### INPUT
PR #4409, opened 2022-09-12
adding multihop functional tests, some optimizations to helper class

mozrokafor:
## Description

    added multihop connectivity functional tests

## Reference

    [i.e Jira or Github issue URL](https://mozilla-hub.atlassian.net/browse/PSP-493)

## Checklist
    
### DIFF
--- a/tests/functional/actions.js
+++ b/tests/functional/actions.js
@@ -1,0 +1,23 @@
+/* This Source Code Form is subject to the terms of the Mozilla Public
+ * License, v. 2.0. If a copy of the MPL was not distributed with this
+ * file, You can obtain one at http://mozilla.org/MPL/2.0/. */ 
+
+const vpn = require('./helper.js');
+ 
+const connectionChangeNotification = async () => {
+    return await vpn.setSetting('connection-change-notification', 'true');
+}
+
+const serverSwitchNotification = async () => {    
+    return await vpn.setSetting('server-switch-notification', 'true');
+}
+ 
+
+module.exports = {
+    actions: {
+        settings: {
+            connectionChangeNotification,
+            serverSwitchNotification,
+        }
+    }
+}
--- a/tests/functional/actions.js
+++ b/tests/functional/actions.js
@@ -2,22 +2,36 @@
  * License, v. 2.0. If a copy of the MPL was not distributed with this
  * file, You can obtain one at http://mozilla.org/MPL/2.0/. */ 
 
+const elements = require('./elements.js');
 const vpn = require('./helper.js');
  
-const connectionChangeNotification = async () => {
-    return await vpn.setSetting('connection-change-notification', 'true');
+const connectionChangeNotification = async (status = 'true') => {
+    return await vpn.setSetting('connection-change-notification', status);
 }
 
-const serverSwitchNotification = async () => {    
-    return await vpn.setSetting('server-switch-notification', 'true');
+const serverSwitchNotification = async (status = 'true') => {    
+    return await vpn.setSetting('server-switch-notification', status);
 }
- 
+
+const selectCountryFromList = async (countryId) => {
+  await vpn.setElementProperty(elements.SERVER_COUNTRY_VIEW, 'contentY', 'i', parseInt(await vpn.getElementProperty(countryId, 'y')));
+  await vpn.wait()
+}
+
+const selectCityFromList = async (cityId, countryId) => {
+  await vpn.setElementProperty(elements.SERVER_COUNTRY_VIEW, 'contentY', 'i', parseInt(await vpn.getElementProperty(cityId, 'y')) + parseInt(await vpn.getElementProperty(countryId, 'y')));
+  await vpn.wait()
+}
 
 module.exports = {
     actions: {
         settings: {
             connectionChangeNotification,
             serverSwitchNotification,
+        },
+        locations: {
+            selectCountryFromList,
+            selectCityFromList
         }
     }
 }
--- a/tests/functional/actions.js
+++ b/tests/functional/actions.js
@@ -5,12 +5,12 @@
 const elements = require('./elements.js');
 const vpn = require('./helper.js');
  
-const connectionChangeNotification = async (status = 'true') => {
-    return await vpn.setSetting('connection-change-notification', status);
+const setConnectionChangeNotification = async (status) => {
+    return await vpn.setSetting('connection-change-notification', status ? "true" : "false");
 }
 
-const serverSwitchNotification = async (status = 'true') => {    
-    return await vpn.setSetting('server-switch-notification', status);
+const setServerSwitchNotification = async (status) => {    
+    return await vpn.setSetting('server-switch-notification', status ? "true" : "false");
 }
 
 const selectCountryFromList = async (countryId) => {
@@ -26,8 +26,8 @@ const selectCityFromList = async (cityId, countryId) => {
 module.exports = {
     actions: {
         settings: {
-            connectionChangeNotification,
-            serverSwitchNotification,
+            setConnectionChangeNotification,
+            setServerSwitchNotification,
         },
         locations: {
             selectCountryFromList,
--- a/tests/functional/helper.js
+++ b/tests/functional/helper.js
@@ -162,6 +162,7 @@ module.exports = {
   async waitForElementAndClick(id) {
     await this.waitForElementAndProperty(id, 'visible', 'true');
     await this.clickOnElement(id)
+    await this.wait()
   },
 
   async clickOnNotification() {
@@ -251,8 +252,8 @@ module.exports = {
     }
   },
 
-  wait() {
-    return new Promise(resolve => setTimeout(resolve, 500));
+  wait(waitTimeInMilliSecs = 1000) {
+    return new Promise(resolve => setTimeout(resolve, waitTimeInMilliSecs));
   },
 
   // TODO - The expected staging urls are hardcoded, we may want to
--- a/tests/functional/helper.js
+++ b/tests/functional/helper.js
@@ -1,7 +1,6 @@
 /* This Source Code Form is subject to the terms of the Mozilla Public
  * License, v. 2.0. If a copy of the MPL was not distributed with this
  * file, You can obtain one at http://mozilla.org/MPL/2.0/. */
-
 const assert = require('assert');
 const {URL} = require('node:url');
 const http = require('http')
@@ -160,8 +159,8 @@ module.exports = {
         `Command failed: ${json.error}`);
   },
 
-  async waitForPropertyAndClickOnElement(id, property) {    
-    await this.waitForElementProperty(property ? property : id, 'visible', 'true');
+  async waitForElementAndClick(id) {
+    await this.waitForElementAndProperty(id, 'visible', 'true');
     assert(await this.hasElement(id), 'Clicking on an non-existing element?!?');
     const json = await this._writeCommand(`click ${id}`);
     assert(
@@ -206,7 +205,6 @@ module.exports = {
   },
 
   async setElementProperty(id, property, type, value) {
-    await this.waitForElement(id)
     assert(
         await this.hasElement(id),
         'Property checks must be done on existing elements');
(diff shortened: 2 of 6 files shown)


tests/functional/helper.js
```diff
@@ -160,6 +160,15 @@ module.exports = {
         `Command failed: ${json.error}`);
   },
 
+  async waitForPropertyAndClickOnElement(id, property) {    
+    await this.waitForElementProperty(property ? property : id, 'visible', 'true');
```
bakulf, line 164: I don't understand the logic here. The first argument should be the element, but you are passing the property. Can you tell me how do you want to use this?

bakulf: Plus it seems that a second argument is not used in this code.

tests/functional/helper.js
```diff
@@ -197,6 +206,7 @@ module.exports = {
   },
 
   async setElementProperty(id, property, type, value) {
+    await this.waitForElement(id)
```
bakulf, line 209: this breaks the logic. `set` should be used only when the element already exists.

tests/functional/helper.js
```diff
@@ -208,6 +218,7 @@ module.exports = {
   },
 
   async waitForElementProperty(id, property, value) {
+    await this.waitForElement(id)
```
bakulf, line 221: mmm maybe rename this to `waitForElementAndProperty()`

tests/functional/testMultihop.js
```diff
@@ -0,0 +1,101 @@
+/* This Source Code Form is subject to the terms of the Mozilla Public
+ * License, v. 2.0. If a copy of the MPL was not distributed with this
+ * file, You can obtain one at http://mozilla.org/MPL/2.0/. */
+ const { beforeEach } = require('mocha');
```
bakulf, line 4: empty line between line 3 and 4.

bakulf: plus this line can be removed. See other tests.

bakulf (changes requested):
Can you add these tests:
- how to migrate from single hop to multi-hop
- test the connection of the VPN and the migration single-hop -> multi-hop
- test the notifications (optional)

tests/functional/testMultihop.js
mozrokafor: ah thought i removed this already, good catch

tests/functional/helper.js
mozrokafor: the thought behind it, was to wait for element before setting it. what do you think?

tests/functional/helper.js
```diff
@@ -160,6 +159,15 @@ module.exports = {
         `Command failed: ${json.error}`);
   },
 
+  async waitForElementAndClick(id) {
+    await this.waitForElementAndProperty(id, 'visible', 'true');
+    assert(await this.hasElement(id), 'Clicking on an non-existing element?!?');
+    const json = await this._writeCommand(`click ${id}`);
```
bakulf, line 165: can you use clickOnElement() ?

tests/functional/testMultihop.js
```diff
@@ -0,0 +1,119 @@
...
+  
+      // select city      
+      await vpn.waitForElementAndClick(cityTwoId);
+      await vpn.wait()
+      
+      // navigate back to 
+      await vpn.waitForElementAndClick('serverListBackButton');
+      await vpn.wait();
+
+      await vpn.activate();
```
bakulf, line 104: where do you deactivate the VPN?

tests/functional/testMultihop.js
```diff
@@ -0,0 +1,119 @@
...
+
+      await vpn.waitForCondition(async () => {
+        return await vpn.getElementProperty('controllerTitle', 'text') ==
+            'VPN is on';
+      });
+      await vpn.wait();
```
bakulf, line 110: you should check the name of the cities somehow.

bakulf (changes requested):

tests/functional/testMultihop.js
```diff
@@ -0,0 +1,125 @@
...
+      await vpn.waitForElementAndClick('multiHopSelector/tabMultiHop');
+      await vpn.wait()    
+       
+      // select entry
+      await vpn.waitForElementAndClick('buttonSelectEntry');    
+      
+      // wait for country of choice to be visible    
+      const server = servers[i]
+      const countryId = 'serverCountryList/serverCountry-' + server.code;
+      const exitCountryId = 'serverCountryList/serverCountry-' + servers[0].code;
```
bakulf, line 50: you  always pick the same exit node?

bakulf (changes requested):
I think we need to add more tests here:
- is the 'what is multi-hop VPN?' block visible? Can it be expanded? etc.
- add tests for the exit location
- can you search in the server list?
- do we have the correct 'select location' string after the selection?
- we should test that going back to 1 single top all is correctly changed

tests/functional/testMultihop.js
mozrokafor: it'll need to be updated once bug is fixed

bakulf (changes requested):
I would remove all the getRandomInt() use and make a strong and reliable test. I think testing everything is more important than run fast. Functional tests have 3 countries with 1 or 2 cities each. In total 4 cities. All the possible combinations are 4^2 => 16 configurations.

I still don't see tests for:
* is the 'what is multi-hop VPN?' block visible? Can it be expanded? etc.
* add tests for the exit location
* can you search in the server list?
* single hop -> multi hop -> single hop -> in the server-switching context.

I still think that covering the search is important. Having a separate test is good but it means that we need to have a lot of dup code. The search needs to be implemented both in the single-hop and in the multi-hop (exit and enter lists).

tests/functional/testMultihop.js
```diff
@@ -0,0 +1,152 @@
...
+      await vpn.wait()      
+      await vpn.waitForElementAndClick(cityTwoId);
+      
+      // navigate back to 
+      await vpn.waitForElementAndClick('serverListBackButton');
+
+      currentCountry = servers[idx].localizedName;
+      currentCity = cityTwo.localizedName;      
+
+      if(i < 1){
```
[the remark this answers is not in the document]
mozrokafor: that would not cause a server switch, it would simply connect again everytime

tests/functional/testMultihop.js
```diff
@@ -0,0 +1,152 @@
...
+      await vpn.wait();
+
+      if (await vpn.getElementProperty(countryId, 'cityListVisible') === 'false') {
+        await vpn.clickOnElement(countryId);
+      }  
+      
+      await vpn.waitForElementProperty(countryId, 'cityListVisible', 'true');
+  
+      // navigate and select city    
+      const cityOne = server.cities[getRandomInt(server.cities.length)]
```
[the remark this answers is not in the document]
mozrokafor: long tests are not ideal especially when the same coverage can be achieved in a shorter manner. as this is being assigned to a constant it'll be used throughout the loop as if it was individually looped through all

tests/functional/testMultihop.js
```diff
@@ -0,0 +1,152 @@
...
+         }
+       }
+     }
+     console.log(
+         'Current city (localized):', currentCity,
+         '| Current country code:', currentCountryCode);
+   });
+
+   it('Checking multihop functionality', async () => {
+    for(let i=0; i<2; i++){
```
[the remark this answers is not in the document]
mozrokafor: good catch, moving back to servers.length

tests/functional/testMultihop.js
```diff
@@ -0,0 +1,152 @@
...
+      // wait for select entry      
+      await vpn.waitForElementAndClick('multiHopSelector/tabMultiHop');
+             
+      // select entry
+      await vpn.waitForElementAndClick('buttonSelectEntry');
+      
+      // wait for country of choice to be visible    
+      const server = servers[i]
+      const countryId = 'serverCountryList/serverCountry-' + server.code;
+      const exitCountryId = 'serverCountryList/serverCountry-' + servers[idx].code;
```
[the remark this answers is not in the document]
mozrokafor: this can be simply fixed by doing a getRandomInt(servers.length), that way it will always pick a server within range

tests/functional/testMultihop.js
```diff
@@ -0,0 +1,152 @@
...
+      await vpn.waitForElementAndClick('serverListButton');
+    }
+
+    // Verify switch to single hop
+    await vpn.waitForElementAndClick('multiHopSelector/tabSingleHop');
+    await vpn.waitForElementAndClick('serverListBackButton');
+
+    await vpn.waitForCondition(async () => {
+      return vpn.lastNotification().title == "VPN Switched Servers"
+    }, 5000)
```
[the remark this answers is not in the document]
mozrokafor: > 

long tests are equivalent to tickets that are 13 story points, they should be split. The longer the test the more flakiness and instability that is being introduced. Even looking at the QA manual test cases, they do not include search within multihop test case. I recommend search be its own test that is concisely only about searching both single and multihop as search does not effect single or multihop's main function.

fReshGreenb (changes requested):
[nebula/ui/components/VPNCollapsibleCard.qml](tests/functional/testMultihop.js)

bakulf (changes requested):
0. I like the elements.js and actions.js!

1. Are you planning to cleanup also the other tests?

2. There are still random variables. Tests should be deterministic. If I pick servers randomly in the test it means that I make the test not deterministic and I increase the probability to have intermittent failures or to have non-easily-reproducible bugs. Because we have only 4 cities, I suggest having a server-switching tests in this way:

```
server(cityA, countryA) -> server(city B,country A)
server(cityB, country A -> server(city D, country D)
```

This should cover all the options, I guess (different cities in the same country, different city in a different country).

tests/functional/actions.js
```diff
@@ -0,0 +1,37 @@
+/* This Source Code Form is subject to the terms of the Mozilla Public
+ * License, v. 2.0. If a copy of the MPL was not distributed with this
+ * file, You can obtain one at http://mozilla.org/MPL/2.0/. */ 
+
+const elements = require('./elements.js');
+const vpn = require('./helper.js');
+ 
+const connectionChangeNotification = async (status = 'true') => {
+    return await vpn.setSetting('connection-change-notification', status);
```
bakulf, line 9: the best is to have status as boolean and convert it to string here. Something like `status ? "true" : "false"`

tests/functional/actions.js
```diff
@@ -0,0 +1,37 @@
...
+}
+
+const serverSwitchNotification = async (status = 'true') => {    
+    return await vpn.setSetting('server-switch-notification', status);
```
bakulf, line 13: here as well

tests/functional/testMultihop.js
```diff
@@ -0,0 +1,383 @@
...
+
+  it('Server switching', async () => {
+    let newCurrentCountry;
+    let newCurrentCity;
+
+    let serverOne = servers[Math.floor(Math.random() * servers.length)]
+    let serverTwo = await _chooseNewServer(serverOne, servers)    
+    let serverThree;
+    
+    await actions.settings.serverSwitchNotification()
```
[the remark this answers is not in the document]
bakulf: `serverSwitchNotification` does not communicate that the setting flag is set to true. What about:

`action.settings.setServerSwitchNotification(true)` with the true/false passed explicitly?

tests/functional/actions.js
```diff
@@ -0,0 +1,37 @@
...
+const selectCityFromList = async (cityId, countryId) => {
+  await vpn.setElementProperty(elements.SERVER_COUNTRY_VIEW, 'contentY', 'i', parseInt(await vpn.getElementProperty(cityId, 'y')) + parseInt(await vpn.getElementProperty(countryId, 'y')));
+  await vpn.wait()
+}
+
+module.exports = {
+    actions: {
+        settings: {
+            connectionChangeNotification,
+            serverSwitchNotification,
```
bakulf, line 30: setServerSwitchNotification and setConnectionChangeNotification ?
Otherwise it seems that those methods returns the current values. They sounds like getters and not setters.

bakulf (approved):
Apply the comments before landing the PR. Thanks!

### DIRECTIONS FOR THIS TASK
Begin at the first line of the records above and quote every line verbatim through the one that contains "[i.e Jira or".

### EXPECTED OUTPUT
PR #4409, opened 2022-09-12
adding multihop functional tests, some optimizations to helper class

mozrokafor:
## Description

    added multihop connectivity functional tests

## Reference

    [i.e Jira or Github issue URL](https://mozilla-hub.atlassian.net/browse/PSP-493)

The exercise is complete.